Working with Control Hub

Control Hub Draft Runs

A draft run is the execution of a draft pipeline. Use draft runs for development purposes only.

While editing a pipeline in the pipeline canvas, you can start a draft run to quickly test the pipeline logic. You can run a draft run as long as you'd like. This allows you to monitor the draft run over the course of hours or days, as needed, before you publish the pipeline for use in a production job.

For information about draft runs, see the Control Hub documentation.

Control Hub Jobs

To run a published pipeline, you create and run a job. Control Hub provides the following ways to run a job:
Create and run job instances from a published pipeline
A job instance is the execution of a published pipeline. You can create a job instance from a published pipeline or from a job template.
In the tutorial and examples in this documentation, all job instances are created from published pipelines.
For information about job instances, see the Control Hub documentation. However, note that the job instance configuration for Transformer for Snowflake pipelines differs from those for other StreamSets engines. For example, unlike Data Collector and Transformer jobs, Transformer for Snowflake jobs have no need to perform failover, so those properties are omitted in Transformer for Snowflake jobs.
Create job templates
A job template is a definition of a job that you can use to create and start multiple job instances. When you know that you want to create multiple job instances based on a single published pipeline, you can create a job template.
By default, when you update the template, all attached instances inherit the same updates.
For information about job templates, see the Control Hub documentation.

Monitoring Snowflake Jobs

You can monitor Snowflake jobs as you would any other Control Hub job. However, when the job completes, the Snowflake job summary displays different information from other Control Hub jobs.

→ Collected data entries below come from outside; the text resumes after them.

PR #574, opened 2018-04-08
Update the README

ekohl:
* Switch URLs to https
* Move from mailing lists to discourse
* Remove Issue stats since it's broken and we don't use GH issues


dmitri-d:
Merged, thanks @ekohl!

PR #575, opened 2018-04-09
Fixes #23166 - MAC DHCP CRUD not case sensitive

lzap:
Problem for Hyper-V DHCP as reported by our user.

Now, the question is - shall I also do the same for our deprecated endpoints? It looks like a bug, maybe.

### DIFF
--- a/modules/dhcp/dhcp_api.rb
+++ b/modules/dhcp/dhcp_api.rb
@@ -76,13 +76,15 @@ class Proxy::DhcpApi < ::Sinatra::Base
 
   # returns a record for a mac address
   get "/:network/mac/:mac_address" do
+    param_network = params[:network]
+    param_mac = params[:mac_address].downcase unless params[:mac_address].nil?
     begin
       content_type :json
-      record = server.find_record_by_mac(params[:network], params[:mac_address])
-      log_halt 404, "No DHCP record for MAC #{params[:network]}/#{params[:mac_address]} found" unless record
+      record = server.find_record_by_mac(param_network, param_mac)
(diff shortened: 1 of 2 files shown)


ekohl (commented):
Should `server.*mac` functions be made case insensitive? MAC addresses are case insensitive so every comparison should be case insensitive. I don't know if any backend will provide us with uppercase MACs.

dmitri-d:
@lzap: Thanks, merged.
@ekohl: apologies. I noticed your comment only after I merged the PR. Not all providers rely on implementations provided by ```Proxy::DHCP::Server``` base class, which would mean dealing with the issue for each provider separately (and an opportunity for the bug to resurface in new providers). I figured dealing with the bug in the controller is probably the least amount of pain now and in the future. Let me know if you aren't happy with this, and I'll re-open the issue.

ekohl:
@witlessbird I don't know if any provider ever returned something uppercase and we silently relied on this behavior. The `SubnetService` maintains reservations and leases by mac in a hash where the mac is used as a key. That suggests to me that we should also normalize reading any mac from providers.

dmitri-d:
@ekohl: I think you right re: mac address normalization across the board. I also think this is a bigger scope than this particular issue. Would you be ok with me creating a dedicated ticket for it?

ekohl:
@witlessbird I think that's fine given the scope is wider than the initial issue. Would be good to relate them in Redmine.

dmitri-d:
@ekohl: Added a ticket re: mac address normalization: http://projects.theforeman.org/issues/23187

lzap:
Thanks guys, I just wanted to help the guy from our community to get moving, I won't be working on bigger refactoring for the moment.

PR #407, opened 2018-01-12
Use safer mark.js version (npm)

julmot:


julmot:
Failing test doesn't appear to be cause by my change: `Cannot start ChromeHeadless`

RomanGotsiy:
Thanks @julmot for this PR and for awesome work with mark.js !

PR #420, opened 2018-02-22
fix the media queries utils so it gets the values from the current theme

CesarLanderos:
## Description

the media queries helpers use the base theme breakpoints instead of the current theme ones set on the standalone component props, this PR fixes that.

### DIFF
--- a/src/styled-components.ts
+++ b/src/styled-components.ts
@@ -1,6 +1,6 @@
 import * as styledComponents from 'styled-components';
 
-import theme, { ThemeInterface } from './theme';
+import { ThemeInterface } from './theme';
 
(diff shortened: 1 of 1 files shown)


CesarLanderos:
seems like i need to fix the tests so the theme is injected in the context 😞

RomanGotsiy:
@CesarLanderos to fix this change `args[0]` to `props => props.`, e.g.:

```css
@media (max-width: ${args[0].theme.breakpoints[breakpoint]}) {
```
should become

```css
@media (max-width: ${props => props.theme.breakpoints[breakpoint]}) {
```

CesarLanderos:
\o/

done 😃

RomanGotsiy:
@CesarLanderos thanks! 👍

PR #436, opened 2018-03-14
React Rewrite: A couple minor bug fixes

MrBlenny:
* SelectOnClick has been fixed. This was crashing.
* When OpenAPIParser was dereferencing a schema and the ref was not found, it would return undefined. This would crash other segments of the code such as `if (schema.allOf === undefined) {`

### DIFF
--- a/demo/index.tsx
+++ b/demo/index.tsx
@@ -24,7 +24,7 @@ const DEFAULT_SPEC = 'openapi.yaml';
 class DemoApp extends React.Component<
   {},
   { specUrl: string; dropdownOpen: boolean; cors: boolean }
-  > {
+> {
   constructor(props) {
     super(props);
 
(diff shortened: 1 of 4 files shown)


demo/index.tsx
```diff
@@ -24,7 +24,7 @@ const DEFAULT_SPEC = 'openapi.yaml';
 class DemoApp extends React.Component<
   {},
   { specUrl: string; dropdownOpen: boolean; cors: boolean }
-> {
+  > {
```
RomanGotsiy: could you please remove space here

MrBlenny: Done

RomanGotsiy:
Nice 👍
Thanks again!

RomanGotsiy:
fyi, you still don't appear on Contributors page but you will once I merge this branch into master. GitHub doesn't count contributions to non-default branches.

MrBlenny:
All good. Would be wonderful if you could publish another alpha to npm :)

RomanGotsiy:
released

PR #441, opened 2018-03-23
Modify the peerDependencies to reflect the need for react 16.3.0

fritz-c:
When using the alpha build of ReDoc, running in an environment with React 16.2.0 results in an error due to the missing `createContext` API. This PR updates the package.json `peerDependencies` to reflect the need for react >= 16.3

### DIFF
--- a/package.json
+++ b/package.json
@@ -108,8 +108,8 @@
     "yaml-js": "^0.2.3"
   },
   "peerDependencies": {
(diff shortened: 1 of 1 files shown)


RomanGotsiy:
Seems that something wrong is with Travis and env variables. Anyway looks good!
Thanks for PR!

PR #511, opened 2018-05-28
MergeAllOf takes items into account

jderusse:
This PR allows
```
      allOf:
        - type: array
          items:
            type: object
            properties:
              id:
                type: string
        - type: array
          items:
            type: object
            properties:
              name:
                type: string

```
And render it as

```
      type: array
      items:
        type: object
        properties:
          id:
            type: string
          name:
            type: string
```

### DIFF
--- a/src/services/OpenAPIParser.ts
+++ b/src/services/OpenAPIParser.ts
@@ -233,6 +233,15 @@ export class OpenAPIParser {
         }
       }
 
+      if (subSchema.items !== undefined) {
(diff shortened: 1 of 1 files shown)


jderusse:
Looks like this is not the right way to fix the circual issue.

It goes beyond my understanding of the code. I'm closing this PR unless someone give me hints

RomanGotsiy:
LGTM! Nice job 👍 
Thanks @jderusse

PR #516, opened 2018-05-29
Return 1 as exit code if an error happens in the cli

### LINKED ISSUE #515: redoc-cli process always returns with exit code 0
The command line interface always returns the exit code `0`, even if an error occurs. I use the cli from a Maven build which then does not stop. But the build should fail as soon as an error occurs.

brushmate:
Fixes #515


RomanGotsiy:
@brushmate nice 👍 
Thanks!

PR #519, opened 2018-05-30
Watch the directory that contains the specified spec instead of the spec itself

### LINKED ISSUE #514: redoc-cli - Add Option to --watch Directory instead of a single File
`redoc-cli serve openapi.yaml --watch` seems to only watch for changes in `openapi.yaml`.

As I have my docs in different files, it would be nice to be able to watch a whole directory.

Small example:
```yaml
openapi: '3.0.0'

paths:
  $ref: './path.yaml'
```

brushmate:
Fixes #514

### DIFF
--- a/cli/index.ts
+++ b/cli/index.ts
@@ -108,7 +108,7 @@ YargsParser.command(
         redocOptions: argv.options || {},
       });
     },
-  )
+)
   .demandCommand()
   .options('t', {
     alias: 'template',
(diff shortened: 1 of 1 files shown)


cli/index.ts
```diff
@@ -159,11 +159,17 @@ async function serve(port: number, pathToSpec: string, options: Options = {}) {
...
+    };
+
     watch(
-      pathToSpec,
+      pathToSpecDirectory,
+      watchOptions,
       debounce(async (event, filename) => {
-        if (event === 'change' || (event === 'rename' && existsSync(filename))) {
-          console.log(`${pathToSpec} changed, updating docs`);
+        if (event === 'change' || event === 'rename') {
```
brushmate: I am using IntelliJ and it has a feature called 'safe write'. It first renames the original file to `<original_name>___jb_old___`, writes the new content to the original file and then deletes the copy. I think this happens so fast that `existsSync(filename)` always returns `false`. Therefore I removed the check.

RomanGotsiy: I am not sure about this change. I will test it locally with my editor on weekends and then will merge it!
thanks!

RomanGotsiy:
Thanks, @brushmate!
👍

PR #526, opened 2018-06-05
Use item's title in array definition

jderusse:
Given the following schema
```
FooCollection:
  type: array
  items:
    type: object
    title: Foo
    properties:
      bar:
        type: string
```
This PR renders `Array of object (Foo)`

### DIFF
--- a/src/services/models/Schema.ts
+++ b/src/services/models/Schema.ts
@@ -30,6 +30,7 @@ export class SchemaModel {
   isCircular: boolean = false;
 
   format?: string;
+  displayFormat?: string;
   nullable: boolean;
   deprecated: boolean;
   pattern?: string;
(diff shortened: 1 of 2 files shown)


src/services/models/Schema.ts
```diff
@@ -139,6 +139,8 @@ export class SchemaModel {
       this.items = new SchemaModel(parser, schema.items, this._$ref + '/items', this.options);
       this.displayType = this.items.displayType;
       this.typePrefix = this.items.typePrefix + 'Array of ';
+      this.format = this.items.format;
```
RomanGotsiy: Could you remove this line? Schema model is used not only for rendering. It may be used for other purposes so copying `format` field from `items` is not quite valid.

The correct approach would be to introduce `displayFormat` field (similar to `displayType`) which is used only for rendering purposes.

jderusse: done. Do you think the same "rule" should be applied for the `title` field?

RomanGotsiy: Nice! Thanks!

> Do you think the same "rule" should be applied for the title field?

I don't think so.

PR #534, opened 2018-06-13
parse discriminator value from the referenced scheme

levpachmanov:
Add vendor extension used by swagger-codegen for Swagger 2.0 as an alternative to OpenAPI 3.0 mapping feature.
For example: https://github.com/swagger-api/swagger-codegen/blob/master/modules/swagger-codegen/src/main/resources/python/model.mustache


RomanGotsiy:
Thanks for PR 👍

PR #539, opened 2018-06-15
fix mergeAllOf with readOnly/writeOnly

frodeaa:
resets the readOnly/writeOnly to default (undefined)
before merging it with next subschema

ref: https://github.com/Rebilly/ReDoc/issues/532
rel: https://github.com/Rebilly/ReDoc/issues/422

### DIFF
--- a/src/services/OpenAPIParser.ts
+++ b/src/services/OpenAPIParser.ts
@@ -225,6 +225,10 @@ export class OpenAPIParser {
             receiver.properties[prop] = subSchema.properties[prop];
           } else {
             // merge inner properties
+            // let readOnly/writeOnly be overridden if property is redefined
+            // i.e. fallback on default value of readOnly/writeOnly when merging
+            delete receiver.properties[prop].readOnly;
+            delete receiver.properties[prop].writeOnly;
             receiver.properties[prop] = this.mergeAllOf(
               { allOf: [receiver.properties[prop], subSchema.properties[prop]] },
               $ref + '/properties/' + prop,
--- a/src/services/__tests__/OpenAPIParser.test.ts
+++ b/src/services/__tests__/OpenAPIParser.test.ts
@@ -1,0 +1,109 @@
+import { convertObj } from 'swagger2openapi';
+import { OpenAPIParser, RedocNormalizedOptions } from '../';
+
+const options = new RedocNormalizedOptions({});
+describe('OpenAPIParser mergeAllOf', async () => {
+  const parser = new OpenAPIParser(
+    { openapi: '3.0', info: { title: 'test', version: '0' }, paths: {} },
+    undefined,
+    options,
+  );
+
+  it('merge readOnly from allOf', () => {
+    expect(parser.mergeAllOf({
+      allOf: [
+        {
+          properties: {
+            id: { type: 'string', readOnly: true },
+            name: { type: 'string' },
+          },
+        },
+        { properties: { name: { type: 'string', readOnly: true } } },
+      ],
+    }, '', false).properties).toEqual({
+      id: {
+        type: 'string',
+        readOnly: true,
+      },
+      name: {
+        type: 'string',
+        allOf: undefined,
+        parentRefs: [],
+        readOnly: true,
+      },
+    });
+  });
+
+  it('merge writeOnly from allOf', () => {
+    expect(parser.mergeAllOf({
+      allOf: [
+        {
+          properties: {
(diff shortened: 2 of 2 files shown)


RomanGotsiy:
Thanks for PR but I don't understand why you consider such behaviour valid.

Taking the schema bellow I would expect `id` field to be readOnly in the resulting view.

```js
{
  allOf: [
    { properties: { id: { type: 'string' } }, readOnly: true },
    { properties: { id: { type: 'string' } } },
  ];
}
```

Omitting a keyword (`readOnly` in our case but valid for any property) in the second `allOf` subschema doesn't negate corresponding from the previous.

I think you can achieve the expected behaviour using the following approach:

```js
{
  allOf: [
    { properties: { id: { type: 'string' } }, readOnly: true },
    { properties: { id: { type: 'string' } }, readOnly: false },
  ];
}
```

Do I understand it correctly?

frodeaa:
Possibly, but the change was suggested to keep the behavior from v1.x, where you did not need to set readOnly=true when overwriting a propert. Will check it out

RomanGotsiy:
Properties in v1.x were not merged at all. They were overwritten completely. There was a TODO note to finish this: https://github.com/Rebilly/ReDoc/blob/v1.x/lib/services/schema-normalizer.service.ts#L168 :)

So, redoc@1.x behaviour was not completely correct

Does it make sense now?

frodeaa:
yes that explains the behaviour of  redoc@1.x,

But I'm not sure the current implementation of the merge given the spec for [readOnly/writeOnly](https://github.com/OAI/OpenAPI-Specification/blob/master/versions/3.0.0.md#fixed-fields-20) is correct. Both readOnly/writeOnly has default value set to `false`, so setting readOnly/writeOnly to `false` to overwrite it should not be necessary.

```
{
  allOf: [
    { properties: { id: { type: 'string' } }, readOnly: true },
    { properties: { id: { type: 'string' } }, readOnly: false },
  ];
}
is equal to:
{
  allOf: [
    { properties: { id: { type: 'string' } }, readOnly: true },
    { properties: { id: { type: 'string' } } },
  ];
}
```

setting readOnly to `false` is however a solution that solves my issue. 

It was a surprise that the merge order is the reverse of the `allOf` ordering, but that is fine... Thanks 

```yml
          schema:
            type: object
            allOf:
              - properties:
                  id:
                    type: string
                    readOnly: false
              - $ref: '#/definitions/ObjectWithReadOnlyId'
```

RomanGotsiy:
> It was a surprise that the merge order is the reverse of the allOf ordering, but that is fine
that surprises me too 🙈 I'll check. Thanks for pointing it out!

> But I'm not sure the current implementation of the merge given the spec for readOnly/writeOnly is correct. 

actually, both your and mine implementations are wrong TBH according to spec. Here is short explanation why:

`allOf` is not merge, its semantic is taken directly from JSONSchema:

>  An instance validates successfully against this keyword if it validates successfully against all schemas defined by this keyword's value.

So we have undefined behaviour here as `readOnly` has nothing to validation without the context.
But if we add context by assuming that our instance (payload) is for writing and let's use the following spec:
```yaml
schema:
  type: object
  allOf:
    - properties:
        id:
          type: string
          readOnly: true
    - properties:
        id:
          type: string
```

Now, the following payload

```js
{ id: 'test' }
```

is valid against  the first subschema (without `readOnly` which means `false` by default) but is invalid against the second (it has `id` field which is `readOnly` and we know we do write) so it is invalid against the whole spec because of `allOf` semantic. So second subschema doesn't negate the `readOnly` from the first one and won't negate even if we explicitly add `readOnly: false`. Morover, order doesn't matter here.

So technically if you have `readOnly: true` specified somewhere it is impossible to overwrite it with `allOf`. Does it make sense to you?

The correct solution for you is to remove `readOnly` from the `ObjectWithReadOnlyId` definition and have separate definitions for `Object` and `ObjectWithReadOnlyId` where `ObjectWithReadOnlyId` is specified as bellow:

```yaml
ObjectWithReadOnlyId:
  type: object
  allOf:
    - properties:
        id:
          readOnly: true
    - $ref: '#/definitions/Object'
```

I may fix the current wrong ReDoc's behaviour in the future so I recomend you to fix your spec as above.

All this complex behaviour is caused by complexity of json schema and openapi. Most people don't understand `allOf` correctly and think of it as of simple merge which is not true.

frodeaa:
ah, that makes sense

Issue #522, opened 2018-05-31
support to show extension labels


ingoclaro:
would be good to have an easy way to render the extension information that the different entities have (the x-* extensions).

For example swagger-ui shows them if you pass `?showExtensions=true`, like this:
![swagger_ui](https://user-images.githubusercontent.com/1280277/40799567-d1ed8784-64c2-11e8-8fa8-e254bc7666bf.jpg)

For ReDoc I was thinking on having a configuration option and be able to either pass a list of which extensions to render, maybe with an `all` option that shows them all; or just a simple setting to only render the ones not used by ReDoc. eg:

```
config: {
  renderExtensions: true
}
```
It could be rendered under the description:

![redoc](https://user-images.githubusercontent.com/1280277/40799938-ce0554de-64c3-11e8-906b-098e06bc50ce.jpg)

This makes it simple to show that information.

---

A much more involved feature could be to pass in a react component to handle the rendering of the extensions, like this:
```
options = {
  extensionComponent: MyExtensionComponent
}
```
which could receive as props the node and the extension name. The component could delegate the rendering to a different component if needed or just return null if you don't want to be rendered.

In any case, I think this is far more advanced than what I actually need, but wanted to mention it as some food for thought that would allow for a rich customization of ReDoc.

ingoclaro:
by the way, if you like the idea I could implement this. I want to agree on the approach before coding.

zucher:
Hi @ingoclaro, 

Your Extension solution seems fine.
I'm not fan of the query activation method, but the usage of javascript embedded options activation looks better.

ingoclaro:
The query param is how swagger-ui does it

RomanGotsiy:
Hey @ingoclaro,

thanks for your feature request. It looks reasonable.

> I was thinking on having a configuration option and be able to either pass a list of which extensions to render, maybe with an all option that shows them all

I think it will be a good start.

The one thing I am not sure about is the location of the information. E.g. for your docs it's logical to have vendor extensions rendered below the field description/operation name but for someone's else it may be opposite... We can't satisfy everyone for sure though.

PRs are welcome

lornajane:
This has been inactive and I think it will be difficult to generalise about what the right behaviour is for everyone, so I'm closing it as something we could revisit after the next release.

PR #552, opened 2018-06-28
add the option to render vendor extensions

ingoclaro:
implements #522

### DIFF
--- a/src/components/Fields/Extensions.tsx
+++ b/src/components/Fields/Extensions.tsx
@@ -1,5 +1,6 @@
 import * as React from 'react';
 
+import { isRedocExtension } from '../../utils/openapi';
 import { OptionsContext } from '../OptionsProvider';
 
 import { SchemaModel } from '../../services/models';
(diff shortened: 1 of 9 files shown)


src/components/Fields/Extensions.tsx
```diff
@@ -0,0 +1,46 @@
...
+
+import { SchemaModel } from '../../services/models';
+import { FieldDetail } from './FieldDetail';
+
+export interface ExtensionsProps {
+  schema: SchemaModel;
+}
+
+export class Extensions extends React.PureComponent<ExtensionsProps> {
+  redocExtensions = [
```
RomanGotsiy: Could you move this array to https://github.com/Rebilly/ReDoc/blob/master/src/utils/openapi.ts

Also, having it as an object would be a bit faster than `array.includes` lookup.

src/components/Fields/Extensions.tsx
```diff
@@ -0,0 +1,46 @@
...
+    'x-nullable',
+    'x-servers',
+    'x-tagGroups',
+    'x-traitTag',
+  ];
+
+  render() {
+    const { schema } = this.props;
+    const fullSchema = schema.schema;
+    const extensionList = Object.keys(fullSchema).filter(
```
RomanGotsiy: Also, I think there is sense to do these filterings only when `options.showExtensions` is true.

I would add method called `getExtension`:

```ts
getExtensions() {
  const { schema } = this.props;
  const fullSchema = schema.schema;
  return Object.keys(fullSchema).filter(
    key => key.startsWith('x-') && !this.redocExtensions.includes(key),
  );
}
```

and then just used it in the `render` like bellow:

```ts
render() {
  return (
    <OptionsContext.Consumer>
      {options => (
        <>
          {options.showExtensions &&
            this.getExtensions().map(key => (
              <FieldDetail key={key} label={key} value={fullSchema[key]} />
            ))}
        </>
      )}
    </OptionsContext.Consumer>
  );
}
```

ingoclaro:
thanks for the feedback, I refactored the code.

ingoclaro:
@RomanGotsiy ping

RomanGotsiy:
@ingoclaro sorry for the delay!
Super busy...

Thanks for your efforts!

I will review it ASAP. Most likely at the beginning of the next week.

Please, ping me again if I disappear 🙈

ingoclaro:
resolved conflicts. ping @RomanGotsiy

RomanGotsiy:
I pushed a commit on top of this PR:
- implemented filtering by name (i.e. you can provide array of extensions names to show)
- added extensions to Operation
- extensions on `Parameter` object are now also included, not only on `Schema` Object
- changed look of extensions:
image

@ingoclaro Could you check it out and let me know what do you think?

ingoclaro:
@RomanGotsiy looks good to me. Thanks for the improvement.

jeremyfiel:
@RomanHotsiy @tatomyr    how can I use this in redocly cli with `preview-docs`?   no flag exists on this command for `--showExtensions`

tatomyr:
@AlexVarchuk  could you help with that?

AlexVarchuk:
Hi @jeremyfiel, you can create a config file, and pass it to the command
```
redocly preview-docs <api> [--config=<path>] [--port=<value>] [--host=<host>]
```

jeremyfiel:
What is the config attribute name?

PR #1229, opened 2020-04-13
Remove core-js/promise bundle into worker

kaushalmk90:
I had an issue with core-js/es/promise as it was unable to resolve. Looking at the code, I thought we could do away with this.  Just my thought..


RomanHotsiy:
What issues did you have? Could you provide more details? Could you open an issue? You can't remove this. It is for IE11 compatibility.

Issue #573, opened 2018-07-24
Selected value for discriminator field doesn't make sense if response is a subschema


lei-sumo:
For the `PetStore` example, if I add an endpoint to return a `Dog` by Id and reference `Pet`'s subschema `Dog`, I would expect the generated doc has `Dog` for the response schema. However, it is still showing `Pet` as the response type and default the selection to `Cat`. This is very confusing. As we already know its strong type, shouldn't it point to the correct value (and disable the dropbox ideally)?

Endpoint added:
```
'/dog/{dogId}':
    get:
      tags:
        - pet
      summary: Find dog by ID
      description: Returns a single dog
      operationId: getDogById
      parameters:
        - name: dogId
          in: path
          description: ID of dog to return
          required: true
          deprecated: true
          schema:
            type: integer
            format: int64
      responses:
        '200':
          description: successful operation
          content:
            application/json:
              schema:
                $ref: '#/components/schemas/Dog'
            application/xml:
              schema:
                $ref: '#/components/schemas/Dog'
        '400':
          description: Invalid ID supplied
        '404':
          description: Dog not found
      security:
        - api_key: []
```

Generated UI
![image](https://user-images.githubusercontent.com/15622224/43110155-39c78ade-8e9f-11e8-8511-81a9689a6362.png)

Expected UI
![image](https://user-images.githubusercontent.com/15622224/43110235-a8361c38-8e9f-11e8-9035-54ae1ee2329d.png)

I'm not too worried about it if only discriminator field is populated wrongly. But it actually renders other `Cat` specific fields and ignores `Dog` specific fields. This makes it unacceptable to release the documentation to our customers.

RomanGotsiy:
I will investigate this.
Thanks for the detailed issue report

lei-sumo:
Hi @RomanGotsiy, do you have any idea how to fix this?

RomanGotsiy:
Yes, I started working on this but don't have enough time to finish it.
It's a big change so have to be very careful.

lei-sumo:
Great. Thanks for the update.

crussell52:
Hi -- new user of ReDoc... loving it... but I immediately ran into this.  Is there an update on progress?

fabianvo:
I ran into the same issue and tried to fix it. Maybe my hack can help someone to come up with a better solution. Or at least start a discussion about improved discriminator support in ReDoc.

vadzim-marchanka:
[...]

PR #1231, opened 2020-04-15
#573 fix discriminator handling when referencing classes which only have a superclass, but no subclasses (and add description to ObjectSchema.tsx)

fabianvo:
I ran into an issue when rendering documentation for an API with polymorphism:

- the discriminator dropdown was always rendered, even if the type only had a superclass with a discriminator, but no subclasses
- also, any description was ignored for Schemas

I managed to fix the problem for my use case, but I am not sure if the solution is correct. I am still opening this pull request, maybe someone with more experience with redoc can use it to provide a better solution for the issue.

### DIFF
--- a/.github/CONTRIBUTING.md
+++ b/.github/CONTRIBUTING.md
@@ -50,11 +50,13 @@ $ npm run unit
 
 # run e2e tests
 $ npm run e2e
+# Make sure you have created bundle before running e2e test
+# E.g. run `npm run bundle` and wait for the finishing process.
 
 # open cypress UI to debug e2e test
 $ npm run cy:open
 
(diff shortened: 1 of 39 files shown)


RomanHotsiy:
Can you provide a minimal reproducible sample of your issue?

fabianvo:
We generate our API via Swagger Core. I stripped it down to show the core issue and mangled all names. Additionally, I included a small diagram to illustrate our inheritance hierarchy.

The discriminator dropdown is always displayed in the generated documentation, instead of only where it is needed (for `CDTO` and `MDTO`).

Hope this helps...

classes
[example.zip](https://github.com/Redocly/redoc/files/4604321/example.zip)

PR #1244, opened 2020-04-24
Add security headers to nginx config

Dalabad:
Increase the security of the nginx server and the served page, by adding the following security headers to the nginx config:
- X-Frame-Options (Disables click jacking by disallowing the page to be run in a frame/iframe)
- X-XSS-Protection (Enables cross site scripting filtering)
- X-Content-Type-Options (Disables MIME sniffing and forces browser to use the type given in Content-Type.)
- Content-Security-Policy (Controls resources the user agent is allowed to load for a given page.)
- Referrer-Policy (Governs which referrer information sent in the Referer header should be included with requests made.)

Additional headers that could be added optionally:
- Strict-Transport-Security (Enforce HTTPS over HTTP)

### DIFF
--- a/config/docker/nginx.conf
+++ b/config/docker/nginx.conf
@@ -17,6 +17,13 @@ http {
     server_name       localhost;
     index             index.html index.htm;
 
+    # Add security headers
+    add_header X-Frame-Options deny always;
+    add_header X-XSS-Protection "1; mode=block" always;
+    add_header X-Content-Type-Options nosniff always;
+    add_header Content-Security-Policy "default-src 'none'" always;
+    add_header Referrer-Policy strict-origin-when-cross-origin always;
+
     location / {
       alias            /usr/share/nginx/html/;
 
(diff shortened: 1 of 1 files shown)


RomanHotsiy:
Thanks for the PR!

Have you tested if Redoc works with those headers enabled? I remember issue report related to `Content-Security-Policy` and web-workers so want to make sure you verified it works.

Dalabad:
I had to restructure the add_header commands, as nginx does not correctly inherit the headers from higher hierarchies.

Here is a running version of this branch with the added headers: [Redoc-PR-1244](https://docs.crashtest.cloud/)

So far I could not identify any problems with the added headers interfering in any way

RomanHotsiy:
Thanks!

I see this in the Chrome console: 
image

Also, could you please test it on localhost too? Usually, security headers behave funky when it comes to localhost

Dalabad:
Thanks for the console output.

You were right, the CSP seems to make problems if configured as the external sources like google fonts and swagger files would not load correctly. I've removed the CSP header for now.

I've updated the linked version from my previous commit. I've also tested it locally and did not get any more visible or console errors.

PR #1267, opened 2020-05-22
Updated x-servers link to point to valid location.

JoBrad:
The file `docs/redoc-vendor-extensions.md` contained a link to `https://github.com/OAI/OpenAPI-Specification/blob/OpenAPI.next/versions/3.0.0.md#server-object`, which is invalid. I updated it to point to `https://github.com/OAI/OpenAPI-Specification/blob/master/versions/3.0.0.md#serverObject`


RomanHotsiy:
👍

PR #1287, opened 2020-06-01
feat: add JSON syntax highlighting

Quitra01:
Using JavaScript highlights for JSON looks confusing as keys and string values are the same color.

### DIFF
--- a/src/utils/highlight.ts
+++ b/src/utils/highlight.ts
@@ -8,6 +8,7 @@ import 'prismjs/components/prism-csharp.js';
 import 'prismjs/components/prism-go.js';
 import 'prismjs/components/prism-http.js';
 import 'prismjs/components/prism-java.js';
+import 'prismjs/components/prism-json';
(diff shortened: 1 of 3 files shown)


src/utils/highlight.ts
```diff
@@ -8,6 +8,7 @@ import 'prismjs/components/prism-csharp.js';
 import 'prismjs/components/prism-go.js';
 import 'prismjs/components/prism-http.js';
 import 'prismjs/components/prism-java.js';
+import 'prismjs/components/prism-json';
```
RomanHotsiy, line 11:
```suggestion
import 'prismjs/components/prism-json.js';
```

Quitra01:
Thank you, I hadn't realised that. I guess simply removing the mapping to `js` will be enough here since prismjs accepts `json`.

RomanHotsiy:
OK, I had to rework this after I tasted it locally.

Looks like below right now: 

image

PR #1300, opened 2020-06-12
Prevent body scrolling when user scrolls side menu

flaksp:
Added [`overscroll-behavior: contain`](https://developer.mozilla.org/en-US/docs/Web/CSS/overscroll-behavior) to side menu when native scrollbars used. It will prevent body scrolling when user scrolls over menu using mouse wheel or trackpad.


RomanHotsiy:
Thanks!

The summary for a completed Snowflake job displays the following information:

  • Input and output row count

    You cannot view an error row count, row throughput, or runtime statistics as you can for other Control Hub jobs.

  • Log messages

    Select the pipeline canvas to view all log messages for the pipeline. Select a stage to view log messages specific to that stage.

  • Snowflake queries

    Select a destination in the pipeline canvas to view Snowflake queries generated for the job.

Control Hub retains the summary information for each job run. You can view the summary for a previous job run on the History tab.
Note: Control Hub retains a maximum of 30,000 log messages and 100 queries for a single job. For example, if a job generates 100 log messages for each job run, then Control Hub retains log messages for the most recent 300 job runs. If a job generates 2 Snowflake queries for each job run, then Control Hub retains queries for the most recent 50 job runs.

The following image displays the row count and log messages for a Snowflake job summary:

For information about monitoring Control Hub jobs, see the Control Hub documentation.

Snowflake Queries

The summary for a completed Snowflake job displays the Snowflake queries run for the job.

A Transformer for Snowflake job can generate a set of queries based on the complexity of your pipeline. The job generates unique queries for each destination and for each Snowflake SQL Query processor.

For example, if your pipeline contains three destinations, then the job generates at least three unique queries. If your pipeline contains the Snowflake SQL Query processor and a single destination, the job generates at least two unique queries as follows:

  • Query generated from the origin to the Snowflake SQL Query processor.
  • Query generated from the temporary Snowflake table created by the processor to the destination.

Select a destination in the pipeline canvas to view the Snowflake queries generated for that branch. For example, the following image displays the query generated for the selected destination:

In Snowflake, you can also view the query history in the Snowflake console using the following URL:
https://<your instance name>.snowflakecomputing.com/console#/monitoring/queries

Disabling Data Preview

By default, you can preview Transformer for Snowflake pipelines. Data preview can be a useful tool for developing and testing Snowflake pipelines. However, it also involves displaying Snowflake data in the Control Hub user interface. For information about using data preview, see the Control Hub documentation.

When you work with Transformer for Snowflake, the only time that Snowflake data leaves Snowflake servers is when you preview data in a pipeline.

If your company policies or best practices prohibit data from leaving Snowflake servers, a user with the Organization Administrator role can disable data preview for your organization.

Important: When needed, users with a paid subscription can contact the StreamSets Support team to disable data preview at a higher level. This would prevent users with the Organization Administrator role from enabling preview for the organization.
  1. In the Navigation panel, click Manage > My Organization, and then click Advanced.
    If the My Organization tab does not display in the navigation panel, you do not have the Organization Administrator role required to perform this task.
  2. To disable data preview, clear the Enable Snowpark Preview checkbox.
  3. Click Save.
    After this change, the Preview icon is disabled for all users the next time that they log in or refresh their browser.
    To enable preview again, select the Enable Snowpark Preview checkbox and click Save.